There's a lot to be said about teams of engineers tackling big problems. My doctoral years were very solitary in terms of my work. You toil on a deep problem in a niche so narrow that at the end of it all you are the world expert on it. This is an empowering proposition, however, it does mean that nobody truly shares your burden and successes along the way apart from yourself. I thrived in this environment because I can command a substantial amount of self-determination, and to an extent, stubbornness. This is what got me out of bed in the morning and kept me pushing through until late in the night, day in and day out. It paid off. But it's not sustainable. Research in academia is being overtaken by the pure creative power of industry. I'd make the conjecture that industry is solving the most important and interesting problems in computer science right now, and that's where I want to be.

The true joy of engineering is not sitting in an ivory tower and becoming a specialist on a particularly arcane area that few people know about. The true joy is building things with people, for people. Fundamentally, software engineers are not that different from traditional engineers. When Brunel built bridges or railways, he did so to solve people's problems; to connect people. Software engineering is the same, and connecting people resonates both inside and outside of the workshop.
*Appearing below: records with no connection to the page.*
PR #618, opened 2016-03-07
Use Base64 encoded names for fuses

jvoegele:
Previously we had been directly using the name of each Solr index as the
name of the fuse that was associated with it. However, since the index
names are arbitrary names chosen by users, it is possible that these
names could clash or contain characters that are not legal for fuse
names. Therefore, we now apply a prefix to the fuse name to make sure
that it does not clash, and then apply Base64 encoding to that name to
ensure that it does not contain illegal characters.
- [ ] Do fuse stats continue to collect/work/able-to-call-by-index-name via tests


zeeshanlakhani:
@jvoegele as @fadushin was gonna work on stat-name changes and tests... of note, please make sure/test all fuse stats as well. For example, I don't see a change to https://github.com/basho/yokozuna/blob/feature/jv/flush-queues/src/yz_fuse.erl#L143 either, so that will need fixing, right?

jvoegele:
@zeeshanlakhani The encoding of the fuse name is encapsulated within the `yz_fuse` module and only affects the name of the fuse that we use for interacting with the `fuse` library. All of the other functions continue to use the `Index` name directly, so I don't think we need to change anything about https://github.com/basho/yokozuna/blob/feature/jv/flush-queues/src/yz_fuse.erl#L143 . I am still working separately on the riak_test stuff for the stats, etc.

zeeshanlakhani:
@jvoegele figured... just want to make sure w/ tests of course :).

zeeshanlakhani:
Also, to check that https://github.com/basho/yokozuna/blob/feature-jv-namespaced_fuses/src/yz_fuse.erl#L172 works correctly.

src/yz_fuse.erl
```diff
@@ -26,14 +26,22 @@
 -export([create/1, check/1, check_all_fuses_ok/1, melt/1, remove/1, reset/1]).
 
 %% helpers
--export([fuse_context/0]).
+-export([fuse_context/0, encode_fuse_name/2, decode_fuse_name/1,
+         fuse_name_for_index/1]).
```
fadushin: Do we need to export encode/decode fuse name?  They only seem to be used internally.  I see that fuse_name_for_index is used in the EQC test.  Can we maybe put that in a separate export with a comment that makes it clear that the function is only used in a test?

fadushin:
@zeeshanlakhani I don't see where get_stats_for_index is called:

> find . -type f -not -path "_.eunit" -not -path "_.git*" -exec grep "get_stats_for_index" {} \; -print
> Binary file ./ebin/yz_fuse.beam matches
> ./ebin/yz_fuse.beam
> -export([aggregate_index_stats/2, stats/0, get_stats_for_index/1]).
> -spec get_stats_for_index(atom()) -> ok.
> get_stats_for_index(Index) ->
> ./src/yz_fuse.erl

Should this function be removed all together?  Or am I missing something painfully obvious?

zeeshanlakhani:
Meant for debug/cse  use until clique work is done.

src/yz_fuse.erl
jvoegele: Will do, @fadushin.

On a side note, the Eiffel language had a feature where you could export a function to specific callers. I never saw much utility in it, but it strikes me that functions exported to tests only would be a perfect fit.

rzezeski: It's been a long time since I wrote any Erlang but I believe this should work.

``` erlang
-ifdef(TEST).
-export([foo/0, bar/0]).
-endif.
```

zeeshanlakhani: @jvoegele original Z / @rzezeski is correct.

fadushin:
+1 f0d07d928c3bc5636d44ec749906ff15b842d8e3

fadushin:
@borshop merge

Inside the workshop, engineers connect with each other to dream, design and build things that help enrich the lives of others. Teams of engineers, when they work together well and have proper guidance, can do incredible things. Working closely with exceptionally smart people has been extremely rewarding. My programming skills have improved vastly. My ability to transfer this knowledge on to others has also improved, and I feel the audience has been infinitely more attentive than those that I taught at the university (intriguingly those that were most receptive in my seminars now work for the same company). Through pull requests, pair programming and technical talks the interactions where I learn something new can be counted daily.
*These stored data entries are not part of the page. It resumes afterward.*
PR #621, opened 2016-03-14
Add yz_fuse_upgrade test

jvoegele:
This test confirms that fuses become associated with indexes that were
created either before or after a rolling upgrade. This commit also
contains a small amount of refactoring to move some useful functions
out of specific tests and into the yz_rt module where they can be reused
by other tests.


fadushin:
+1 0351a29

fadushin:
@borshop merge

Outside of the workshop, engineers are connecting people together. When I read and hear feedback from our users that compliments our work, I feel genuinely happy to have made a difference. Even if the contribution was something small, it doesn't matter - we've made someone's day better: perhaps we fixed a common frustration, maybe we saved them a few minutes each morning, or we've delivered some great new functionality. When hundreds of clients turn up to one of our events to learn more about the platform and products we are building, I feel part of something much greater than myself. When I spoke at JAX London earlier this month, a whole room of people were really listening to what I had to say and I felt that I'd given something useful back to the community. That was the biggest struggle I had with academic work; collaboration seemed fueled by the need to publish more papers for one's own citation count, rather than tackling a problem the world really needed solved.
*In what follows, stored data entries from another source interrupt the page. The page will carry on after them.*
PR #624, opened 2016-03-25
cleanup around monitor for sync index proc and refactor flatten/reverse for batchies

zeeshanlakhani:
- monitor process to sync, which calls child process to wait
- refactor reverse/flatten of ops to be closer to ops code

@fadushin testy + looky.

### DIFF
--- a/src/yz_index.erl
+++ b/src/yz_index.erl
@@ -42,6 +42,15 @@
         }).
 
 -type index_info() :: #index_info{}.
+-type create_index_return() ::
+        ok |
+        {error, index_not_created_within_timeout} |
+        {error, schema_not_found} |
+        {error, invalid_name} |
+        {error, core_error_on_index_creation, binary()} |
+        {error, term()}.
+
+-export_type([create_index_return/0]).
 
 
 %%%===================================================================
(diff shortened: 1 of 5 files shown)


fadushin:
One thing I'd like to do before +1'ing the list:reverse changes to yz_solrq_helper is to temporarily modify the mapping from vnodes to Solrqs from the existing BKey hash back to the old partition hash, and then uncomment the portions of the EQC test that check for preservation of key ordering-by-vnode, and see if we are still passing EQC with retries.  That would give some confidence that the list_reverse changes in yz_solrq_helper don't affect ordering off retries.  (And also run the EQC test with many iterations).  I can try this, but if anyone else has time, give a holler.

zeeshanlakhani:
The code changes aren't different then what was already on the flush-queues branch btw, just moved closer to ops. But if you want to update the pulse test to check ordering, go for it :).

Zeeshan Lakhani
programmer | 
software engineer at @basho | 
org. member/founder of @papers_we_love | paperswelove.org
twitter => @zeeshanlakhani

fadushin:
Tests pass when reverting hashing strategy, so I confident the retry ordering is not affected by this change.

fadushin:
+1 7f543a3

fadushin:
@borshop merge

If you're an engineer and you want to make a difference, then know full well that you can. There's never been a more exciting time to be alive with the skills that you have. Join a start-up and help it grow into a world-class organisation. Join a world-class organisation and make it better. Work for yourself while traveling from place to place with a laptop and a minimal set of clothing - it's all possible. There's so much to build for everyone out there - there's just not enough time to do it all.